仆从低下了头,他跟着大人几十年,只见过几次他待人如此冷漠无情,偏偏这几次几乎都是因为少爷。
若非他知道少爷肯定是大人亲生的,都要怀疑他们是不是仇人。
叶寒之起了身,仆从回道,"马车已经套好了,今夜仍回菩塔寺附近的院子吗?"
"不,去寺院。"
夜里的道路没什么人,马车很快就到了寺门口。
仆从敲了门,说拜访慧善师太,小尼姑说师太已经睡下了,若要听座,还请明日早些。
"请小师傅替我带句话便可,说,我们的儿子受了重伤,性命垂危,连他最后一面你也不见吗?"
"儿子?"小尼姑琢磨了下这两个字,师傅出家前是县令夫人,那他岂不是——县令大人!
"大人稍等,贫尼这就去回禀师傅。"
急促的脚步声渐渐消失。
叶寒之孤身长立,站在一轮冷月下,深深地忘了一眼寺门的缝隙。
她一直就在这里,经年累月地恨着他。
若非尸妖一案,他差点以为她真的忘却了自己。
"恨也好,也好。"
至少她到死那一刻,记得的仍然是他。
小尼姑腿脚利索,很快便带来了回话,挠了挠头才开始说话,"师傅说,生死有道,循天理,轮回之中,自有解脱。"

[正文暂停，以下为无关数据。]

Issue #4352, opened 2021-08-07
BlockGrowEvent not called when growing Bamboo 


ColinHDev:
### Issue description
The BlockGrowEvent should be called when a crop or plant is growing through randomTick or bone meal.
However, it is missing in both the BambooSapling and Bamboo classes.
The event should be called if the grow function in one of these classes is executed like it is called in the grow functions of the Sugarcane and Cactus class (two crops, which are the most similar to Bamboo).

### Steps to reproduce the issue
- register a listener for the BlockGrowEvent
- let Bamboo grow through randomTick or Bonemeal
-> Event won't be called

### OS and versions
* PocketMine-MP: 4.0.0 (Phar build on 1st August, but with a look at the recent commits, it can be easily seen that the problem hasn't been addressed yet)
https://github.com/pmmp/PocketMine-MP/commit/eb23d27004967c7e08ecdedb3747ce3aab662451
* PHP: 8.0.9
* Using JIT: no
* Server OS:  Debian GNU/Linux 10 (buster
* Game version: Win10

### Plugins
- not caused by a Plugin, it would also occur on a server without any plugins

### Crashdump, backtrace or other files
---

ColinHDev:
Just out of curiosity, may I ask, why the growing of Saplings never called an event?
I know, BlockGrowEvent wouldn't suit, because it just provides the original Block and its new state, but couldn't there just be a SaplingGrowEvent that would provide the sapling block as well as the BlockTransaction of the tree?

dktapps:
BlockTransaction didn't exist prior to PM4.

ColinHDev:
Yes, I know, but I am talking about pm4 (and upwards)

dktapps:
The same reason why there are no rockets to Mars - nobody has done it yet.

ColinHDev:
If I make a PR, would these additions (BlockGrowEvent on Bamboo and SaplingGrowEvent) be accepted to the current master branch or currently not because of feature freeze?

Issue #2645, opened 2019-01-05
No tree growth related events


SalmonDE:
### Issue description
Trees don't fire events instead they are instantly generated. This makes it nearly impossible to e.g. stop the tree from growing.

dktapps:
Updated your comment to remove issue template noise.

PR #4354, opened 2021-08-08
StructureGrowEvent

ColinHDev:
## Introduction
So far, no event has been called when growing Bamboo (or Bamboo Saplings) or Saplings.
Both Bamboo (or Bamboo Saplings) or Saplings use BlockTransactions which makes them unsuitable for the BlockGrowEvent.
With the addition of the BlockSproutEvent, there is now an event that will be called in these situations where a plant grows more than one block at a time and provides that BlockTransaction to the plugin as well the block which grows and its new state.

### Relevant issues
* Solves https://github.com/pmmp/PocketMine-MP/issues/4352
* Solves https://github.com/pmmp/PocketMine-MP/issues/2645 (thanks to @SalmonDE for mentioning)

### API changes
Upon using the Tree::growTree() function, there would be an optional seventh parameter, which can be used to enable the calling of the new BlockSproutEvent.
Upon using the Tree::placeObject() function, there would be an optional sixth parameter, which can be used to enable the calling of the new BlockSproutEvent.

### Behavioural changes
- none

## Backwards compatibility
The Tree class is not only called when a sapling grows but also during chunk population. Because we only want to call an event when a sapling grows, a $callEvent (bool) variable has been added to the functions Tree::growTree() and Tree::placeObject().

"解脱?"叶寒之控制不住地大笑起来,一向端方的人难得失态,"她以为闭上眼就什么都看不见?以为捂住耳朵就可以天下清净?"
男人眉眼浮现狠戾,"我偏不许。"
小尼姑吓得一愣一愣的,从前在上香的香客闲谈中她听过一耳朵,说慧善师太做县令夫人前,好像是叶县令的嫂嫂。
现在看来,不会就是真的吧?
…
时间到了第二日傍晚,桃游道人仍然没有回来。
而这一夜,伤情本该被控制住的叶河,却出现了尸妖的症状,浑身冰冷,瞳孔灰白。
寂静的夜,盈盈浮动着奇异的香味。
像尘,像灰,像死去的花在香甜地腐烂。
叶河将自身魂魄锁于丹田,将这具早就死去身体的控制权交了出去。
她随着异香在狂乱的夜里僵硬地摆动四肢,冷啊,黑啊。
只剩下被控制的身体本能。
几十只尸妖从四面八方出现,动作缓慢,远不如叶河造出来的怪物,它们最后停在一座废弃的荒院。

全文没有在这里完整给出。